Introduction

Warning! The post includes (self)promotion.

Recently with Łukasz Kraiński we have published with Manning the Hands-on Data Science with Julia liveProject.

In this post I want to discuss the idea behind this format and what you can expect inside.

Why liveProject format?

If you are reading this post most likely you know that I write a lot on Julia Slack, Julia Discourse, StackOverflow [julia] tag, give various tutorials, write package documentation, and finally I do weekly updates to this blog.

So how is liveProject different format so that I have decided to give it a try instead of doing e.g. a new JuliaAcademy course?

First, the content is project oriented. This means that you get a business description of the challenge and should try to finish the task yourself. If something is challenging to finish then you have three levels of support: hints, partial solution, and finally full solution for every task. It might seem as not very significant, but I believe that trying to do something on ones own (and getting only as much help as really required) is superior to just reading through some example codes.

The second valuable option is that on the platform you can compare your implementation with other solutions to the same problem and also discuss it with other coders or mentors.

All this means that although the projects are marked as intermediate level content (since such experience is required to do the tasks on your own) even if one is a beginner the material is still useful, with a twist that in this case you probably will have to rely more on the provided help to be able to finish the tasks.
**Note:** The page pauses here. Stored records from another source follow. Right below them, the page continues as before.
PR #11842, opened 2023-10-30
EMQX-11272 fix kafka bridge v1 import

SergeTupchiy:
Fixes EMQX-11272

### <samp>🤖 Generated by Copilot at 620b3d9</samp>

This pull request adds a feature to upgrade backup data to the latest schema, fixes a bug in the `emqx_connector` module, and introduces a new `kafka` connector type. These changes improve the data management, stability, and flexibility of the EMQ X broker.

## PR Checklist

### DIFF
--- a/apps/emqx_bridge/src/emqx_bridge_v2.erl
+++ b/apps/emqx_bridge/src/emqx_bridge_v2.erl
@@ -16,7 +16,7 @@
 -module(emqx_bridge_v2).
 
 -behaviour(emqx_config_handler).
-% -behaviour(emqx_config_backup).
+-behaviour(emqx_config_backup).
 
 -include_lib("emqx/include/emqx.hrl").
 -include_lib("emqx/include/logger.hrl").
@@ -75,6 +75,11 @@
 -export([
     post_config_update/5,
     pre_config_update/3
+]).
+
+%% Data backup
+-export([
+    import_config/1
 ]).
 
 %% Compatibility API
@@ -730,6 +735,14 @@ bridge_v2_type_to_connector_type(kafka_producer) ->
     kafka_producer;
 bridge_v2_type_to_connector_type(azure_event_hub) ->
     azure_event_hub.
+
+%%====================================================================
+%% Data backup API
+%%====================================================================
+
+import_config(RawConf) ->
+    %% bridges v2 structure
+    emqx_bridge:import_config(RawConf, <<"bridges_v2">>, ?ROOT_KEY, config_key_path()).
 
 %%====================================================================
 %% Config Update Handler API
--- a/apps/emqx_connector/src/emqx_connector.erl
+++ b/apps/emqx_connector/src/emqx_connector.erl
@@ -134,7 +134,7 @@ post_config_update([?ROOT_KEY], _Req, NewConf, OldConf, _AppEnv) ->
             Result = perform_connector_changes([
                 #{action => fun emqx_connector_resource:remove/4, data => Removed},
                 #{
-                    action => fun emqx_connector_resource:create/3,
+                    action => fun emqx_connector_resource:create/4,
                     data => Added,
                     on_exception_fn => fun emqx_connector_resource:remove/4
                 },
--- a/apps/emqx_connector/src/schema/emqx_connector_schema.erl
+++ b/apps/emqx_connector/src/schema/emqx_connector_schema.erl
@@ -56,7 +56,7 @@ enterprise_fields_connectors() -> [].
 
 -endif.
 
-connector_type_to_bridge_types(kafka_producer) -> [kafka_producer];
+connector_type_to_bridge_types(kafka_producer) -> [kafka, kafka_producer];
 connector_type_to_bridge_types(azure_event_hub) -> [azure_event_hub].
 
 actions_config_name() -> <<"bridges_v2">>.
--- a/apps/emqx_management/src/emqx_mgmt_data_backup.erl
+++ b/apps/emqx_management/src/emqx_mgmt_data_backup.erl
@@ -462,11 +462,12 @@ import_cluster_hocon(BackupDir, Opts) ->
     case filelib:is_regular(HoconFileName) of
         true ->
             {ok, RawConf} = hocon:files([HoconFileName]),
-            {ok, _} = validate_cluster_hocon(RawConf),
+            RawConf1 = upgrade_raw_conf(emqx_conf:schema_module(), RawConf),
+            {ok, _} = validate_cluster_hocon(RawConf1),
             maybe_print("Importing cluster configuration...~n", [], Opts),
             %% At this point, when all validations have been passed, we want to log errors (if any)
             %% but proceed with the next items, instead of aborting the whole import operation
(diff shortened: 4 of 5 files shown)


apps/emqx_connector/src/schema/emqx_connector_schema.erl
```diff
@@ -56,7 +56,7 @@ enterprise_fields_connectors() -> [].
 
 -endif.
 
-connector_type_to_bridge_types(kafka_producer) -> [kafka_producer];
+connector_type_to_bridge_types(kafka_producer) -> [kafka_producer, kafka];
```
SergeTupchiy, line 59: @kjellwinblad, it worked fine (I've imported a  config with `bridges.kafka` config, but I haven't verified if listing aliases here follows the initial concept

kjellwinblad: kafka_producer should not be needed in this list since what we are interested in here is Bridge V1 bridges and there is no Bridge V1 bridge type called kafka_producer. Can you remove kafka_producer from this list and write a comment that explains that this function is a mapping from connector types to the corresponding Bridge V1 types?

apps/emqx_connector/src/emqx_connector.erl
```diff
@@ -134,7 +134,7 @@ post_config_update([?ROOT_KEY], _Req, NewConf, OldConf, _AppEnv) ->
             Result = perform_connector_changes([
                 #{action => fun emqx_connector_resource:remove/4, data => Removed},
                 #{
-                    action => fun emqx_connector_resource:create/3,
+                    action => fun emqx_connector_resource:create/4,
```
kjellwinblad, line 137: Good catch!

kjellwinblad: Since there does not seem to be any test case that catches this maybe we should add this but I think this can be done in another PR. Can you add a jira task for adding such a test case?

kjellwinblad (changes requested):

apps/emqx_connector/src/schema/emqx_connector_schema.erl
SergeTupchiy: Fixed

apps/emqx_connector/src/emqx_connector.erl
SergeTupchiy: Added a ticket: https://emqx.atlassian.net/browse/EMQX-11281

apps/emqx_management/src/emqx_mgmt_data_backup.erl
```diff
@@ -476,6 +477,15 @@ import_cluster_hocon(BackupDir, Opts) ->
             #{}
     end.
 
+upgrade_raw_conf(SchemaMod, RawConf) ->
+    case erlang:function_exported(SchemaMod, upgrade_raw_conf, 1) of
```
thalesmg, line 481: To ensure this is really loaded and the check for exported functions work properly (happened in the past with other similar calls :sweat_smile: ):

```suggestion
    _ = SchemaMod:module_info(),
    case erlang:function_exported(SchemaMod, upgrade_raw_conf, 1) of
```

apps/emqx_bridge/src/emqx_bridge_v2.erl
```diff
@@ -731,6 +736,14 @@ bridge_v2_type_to_connector_type(kafka_producer) ->
 bridge_v2_type_to_connector_type(azure_event_hub) ->
     azure_event_hub.
 
+%%====================================================================
+%% Data backup API
+%%====================================================================
+
+import_config(RawConf) ->
+    %% bridges v2 structure
+    emqx_bridge:import_config(RawConf, <<"bridges_v2">>, ?ROOT_KEY, config_key_path()).
```
SergeTupchiy, line 745: we need these callbacks to properly detect and pretty-print changes, as each part of the config can have its own structure. That's why can't simply call `emqx_conf:update/3` in `emqx_mgmt_data_backup` module...

apps/emqx_management/src/emqx_mgmt_data_backup.erl
SergeTupchiy: Fixed :slightly_smiling_face:

kjellwinblad (approved):
LGTM

apps/emqx_connector/src/schema/emqx_connector_schema.erl
SergeTupchiy: @kjellwinblad, apparently it broke `emqx_bridge:create/3`, see: https://github.com/emqx/emqx/actions/runs/6695364058/job/18191346775?pr=11842
I've rolled back to `[kafka_producer, kafka]`.

apps/emqx_connector/src/schema/emqx_connector_schema.erl
```diff
@@ -56,7 +56,7 @@ enterprise_fields_connectors() -> [].
 
 -endif.
 
-connector_type_to_bridge_types(kafka_producer) -> [kafka_producer];
+connector_type_to_bridge_types(kafka_producer) -> [kafka, kafka_producer];
```
thalesmg, line 59: Q: since this function is only used for converting v1 bridges to v2 bridges apparently, maybe only `kafka` should be in this list?

thalesmg (approved):

apps/emqx_connector/src/schema/emqx_connector_schema.erl
thalesmg: I still need to understand better how it's used, though.  It sounds strange that both are needed in this list.

SergeTupchiy: @thalesmg , please take a look at this comment: https://github.com/emqx/emqx/pull/11842#discussion_r1376595952

thalesmg: Yes, I saw it.  Still, strange that both need to exist.  Again, I don't understand the compatibility layer very well yet.  :see_no_evil:

SergeTupchiy: Me neither.. 🙈

kjellwinblad: Yes, this is strange. We should look into why kafka_producer is needed here (seems strange). Will add an item in the TODO canvas and merge this.

kjellwinblad: @SergeTupchiy I think the problem is that you removed `kafka` which should be there since it is the old type we upgrade from. What should not be needed is `kafka_producer`. I will merge this since it should not cause any problems to have both `kafka_producer` and `kafka` in the list and we can fix it in another PR.

SergeTupchiy: I didn't remove kafka from here, first I added kafka, so it became `[kafka, kafka_producer]`, then I changed to `[kafka]` and it broke emqx_bridge:create.

PR #11862, opened 2023-11-01
 fix(bridge_v2 API): optional cascading delete operation

kjellwinblad:
This PR makes the delete HTTP API operation for Bridge V2 behave in the same way as in the Bridge V1 API.

Fixes:
https://emqx.atlassian.net/browse/EMQX-11293

### <samp>🤖 Generated by Copilot at 1e935e9</samp>

This pull request adds a new feature and a test case to the bridge HTTP API. It allows deleting a bridge and its dependent rule actions in one request by passing a query string parameter `also_delete_dep_actions`. It also fixes some issues with the swagger spec and the error handling for the delete operation.

## PR Checklist

### DIFF
--- a/apps/emqx_bridge/src/emqx_bridge_v2_api.erl
+++ b/apps/emqx_bridge/src/emqx_bridge_v2_api.erl
@@ -70,7 +70,11 @@
 namespace() -> "bridge_v2".
 
 api_spec() ->
-    emqx_dashboard_swagger:spec(?MODULE, #{check_schema => true}).
+    %% TODO
+    %% The check_schema option needs to be set to false so we get the
+    %% query_string to the delete operation. We can change this once
+    %% we have fixed the schmea for the delete operation.
+    emqx_dashboard_swagger:spec(?MODULE, #{check_schema => false}).
 
 paths() ->
     [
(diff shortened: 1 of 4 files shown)


apps/emqx_bridge/src/emqx_bridge_v2_api.erl
```diff
@@ -70,7 +70,11 @@
 namespace() -> "bridge_v2".
 
 api_spec() ->
-    emqx_dashboard_swagger:spec(?MODULE, #{check_schema => true}).
+    %% TODO
+    %% The check_schema option needs to be set to false so we get the
+    %% query_string to the delete operation. We can change this once
+    %% we have fixed the schmea for the delete operation.
+    emqx_dashboard_swagger:spec(?MODULE, #{check_schema => false}).
```
thalesmg, line 77: I think we shouldn't disable the schema check here.  Having unexpected terms passed down to the handlers is confusing, and not being able to rely on the type checking/coercion makes things harder.

I think we just have to add the expected parameters to the `parameters` key in the API spec schema.

thalesmg (approved):

thalesmg (approved):

zmstone (approved):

I will see how it works out and maybe write a post with conclusions after some time of giving the liveProject format a try.

What is inside?

The Hands-on Data Science with Julia liveProject is divided into five parts. Here I will focus on commenting Julia packages are featured in them (all packages are using their latest versions as for the time of writing this post; I list them incrementally as they are introduced in consecutive projects):

  1. data prepossessing: Arrow.jl, Chain.jl, CSV.jl, DataFrames.jl, FreqTables.jl, Plots.jl, StatsBase.jl;
  2. clustering (k-means, DBSCAN): Clustering.jl, Distances.jl;
  3. dimensionality reduction (PCA, t-SNE, UMAP): Conda.jl, MultivariateStats.jl, PyCall.jl;
  4. predictive modelling - regression problems (random forest, GLM): DecisionTree.jl, GLM.jl, HypothesisTests.jl;
  5. predictive modelling - classification problems (XGBoost): ROCAnalysis.jl, XGBoost.jl.

Conclusions

As opposed to standard teaching materials liveProjects are a paid content and that is why I have issued a (self)promotion warning at the beginning of this post. However, a good thing is that the first project on data preprocessing is available for free so it is easy to check if you like the content that we have prepared.